This is discussed further in the "Memory Layout" section.

## Memory Layout

Computation proceeds in a memory arena, using two stacks growing towards each other from opposite ends.
The stack growing from lower memory to higher is termed the "west" stack and lower memory is directionally "west."
The stack growing from higher memory to lower is termed the "east" stack and, similarly, higher memory is directionally "east."

Computational frames are always pushed onto the opposing stack from the current frame.
Thus the two stacks logically form one single computational stack.
The stack on which the current frame is located is termed the "polarity".
Thus, the current stack frame may be said to have "west" or "east" polarity.

Two pointers are kept in registers.
The "frame pointer" is changed only when pushing a new stack frame.
When the current polarity is west, it points to the westernmost byte in the current frame.
Slots relative to the frame (for register saves or return addresses) are addressed by offsetting eastward.
When the current polarity is east, it points to the easternmost byte _west of_ the current frame.
Slots relative to the frame are in this case addressed by offsetting westward.
Note that we do not reverse which "end" of a machine word we address by the polarity.

The "stack pointer" is changed when pushing a new stack frame, and also to allocate memory.
When the current polarity is west, it points to the westernmost byte east of the current frame.
When the current polarity is east, it points to the westernmost byte *of* the current frame.

When pushing a new frame, the frame pointer is always set to the stack pointer of the *previous* frame to the current.
This achieves the polarity reversal.
The stack pointer is offset east of the frame pointer by the machine words necessary (for a west frame) or west of the frame pointer (for an east frame).
Note that the bytecode instruction for a push implicitly adds two machine words to the requested stack frame size.
This is because each frame saves the previous frame's stack and frame pointer as its first and second word slots,
respectively.
This provides both a return mechanism (restore stack and frame pointer from current frame, flip polarity), and
a polarity-swapping push (frame pointer is previous stack pointer, stack pointer offset from frame pointer, flip polarity.
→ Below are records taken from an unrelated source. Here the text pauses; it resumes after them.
PR #708, opened 2022-02-16
Auto update of version on release

souravgupta-msft:
Adding a stage in the release pipeline which will update the version number in the latestVersion.json file

### DIFF
--- a/blobfuse2-release.yaml
+++ b/blobfuse2-release.yaml
@@ -14,6 +14,11 @@ parameters:
     type: boolean
     default: false
 
+  - name: update_version
+    displayName: 'Update Version'
+    type: boolean
+    default: true
+
 # Do not trigger this pipeline automatically
 trigger: none
 pr: none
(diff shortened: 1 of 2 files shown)


vibhansa-msft (approved):

blobfuse2-release.yaml
```diff
@@ -527,3 +532,43 @@ stages:
...
+                  version = sys.argv[2].replace('blobfuse2-', '')
+                  if(len(version)==0):
+                      print('Incorrect Release Tag')
+                      sys.exit(1)
+                  dataDict = requests.get(url).json()
+                  dataDict['blobfuse2'] = version
+                  resp = requests.put(url, data=json.dumps(dataDict, indent=4), headers={'Content-Type': 'application/json', 'x-ms-blob-type': 'BlockBlob'})
+                  print('Status Code: ' + str(resp.status_code))
+                  sys.exit(1) if(resp.status_code<200 or resp.status_code>202) else print('SUCCESS')" \
+                  '$(LATEST_VERSION_SAS)' '${{ parameters.tag }}'
```
vibhansa-msft, line 573: We are relying on the tag here that it will always be in sync with the binary version.

souravgupta-msft:
@gapra-msft , what convention will we be using for preview releases, **-preview** or **~preview**?
As of now I see that for both tag and version we are using **-preview**. So, going forward will we be going with the same convention?

blobfuse2-release.yaml
souravgupta-msft: Done

gapra-msft:
> @gapra-msft , what convention will we be using for preview releases, **-preview** or **~preview**? As of now I see that for both tag and version we are using **-preview**. So, going forward will we be going with the same convention?

Yeah we are going with -preview

blobfuse2-release.yaml
```diff
@@ -527,3 +532,45 @@ stages:
...
+                      print('Less arguments')
+                      sys.exit(1)
+                  url = sys.argv[1]
+                  version = sys.argv[2].replace('blobfuse2-', '')
+                  if(len(version)==0):
+                      print('Incorrect Release Tag')
+                      sys.exit(1)
+                  dataDict = requests.get(url).json()
+                  dataDict['blobfuse2'] = version
+                  resp = requests.put(url, data=json.dumps(dataDict, indent=4), headers={'Content-Type': 'application/json', 'x-ms-blob-type': 'BlockBlob'})
```
gapra-msft, line 572: what kind of authorization are we doing here? Is this file not only read only for public access?

blobfuse2-release.yaml
gapra-msft: We could also somehow read it from the code

blobfuse2-release.yaml
souravgupta-msft: We are using a SAS url which will have read and write access to the file

blobfuse2-release.yaml
souravgupta-msft: Removed the dependency from the tag that we specify during the build.
Now it will install blobfuse2 and pass the version as a parameter to the python script from the **blobfuse2 version** command

blobfuse2-release.yaml
```diff
@@ -527,3 +532,57 @@ stages:
...
+                  cd $(Build.ArtifactStagingDirectory)/blobfuse2
+                  ls | grep ubuntu-18.04
+                  sudo apt-get install ./`ls | grep ubuntu-18.04` -y
+                  blobfuse2 version
+                displayName: 'Installing blobfuse2'
+
+              # Add '-preview' to pre-release versions. For example, 2.0.0-preview.1
+              # Also considering that the tag and version are same
+              - script: |
+                  python3 -c "import json; import requests; import sys;
```
tasherif-msft, line 572: We initially had python in some of our pipelines and sometimes we had dependency issues on the VMs. This seems safe enough since its a MS hosted VM however - I don't like the idea of having the python script be part of the yaml. Can we instead make this a separate pythons cript file (or preferably written in GO - refer to config-gen.go)

souravgupta-msft: The reason why I kept this inline is because we don't have access to the code in this step. So, if we were to maintain this in a separate script, we will have to clone the repo and then run the script. Let me know what are your thoughts on this.

tasherif-msft (approved):

gapra-msft (approved):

Allocation is achieved by saving the stack pointer, moving it east, and returning the saved pointer (for a west frame) or by moving the stack pointer west and returning the result (for an east frame).

When popping a frame, the result register is examined to provide a collection root.
Pointers which fall within the current frame are recursively chased and copied to the parent frames allocation area, bumping the saved stack pointer as this progresses. This ensures that data allocated in this frame (or a child frame and then copied here) which is live from the returned result is not lost when the frame is popped.

The collector makes use of memory just beyond the returning frame as an ephemeral stack, containing noun words to
be copied and a destination to copy them to.
Copying a cell results in a new cell allocation on the parent memory, and pushing both constituent nouns onto the
stack with the head and tail of the cell as destinations.
Copying a direct atom is just a matter of writing it to the destination.
Copying an indirect atom involves an allocation, copying of the atom's memory, and writing the new allocation to the saved destination.

Frames to which a call may return should reserve the first frame slot (after the frame and stack pointers) for the return address.
The `lnk` instruction (see Bytecode Representation, below) will save the current program counter in this slot.
The `don` instruction will read the program counter from this register and jump to it.
_Note that this makes it the ***caller's*** responsibility to push a new frame for a non-tail call._

## Bytecode Representation

The virtual machine which runs our bytecode provides a layer of abstraction from some details of the memory layout.
Allocation is performed by bytecode operations and the stack discipline above is relied on to free unused memory.  
This allows us to simply consider registers and machine-word-sized frame slots as containing nouns.

The virtual machine for the bytecode has three registers: `sub`, for current subject noun, `res`, for the
result of running a formula, and `pc`, for the current position in the bytecode.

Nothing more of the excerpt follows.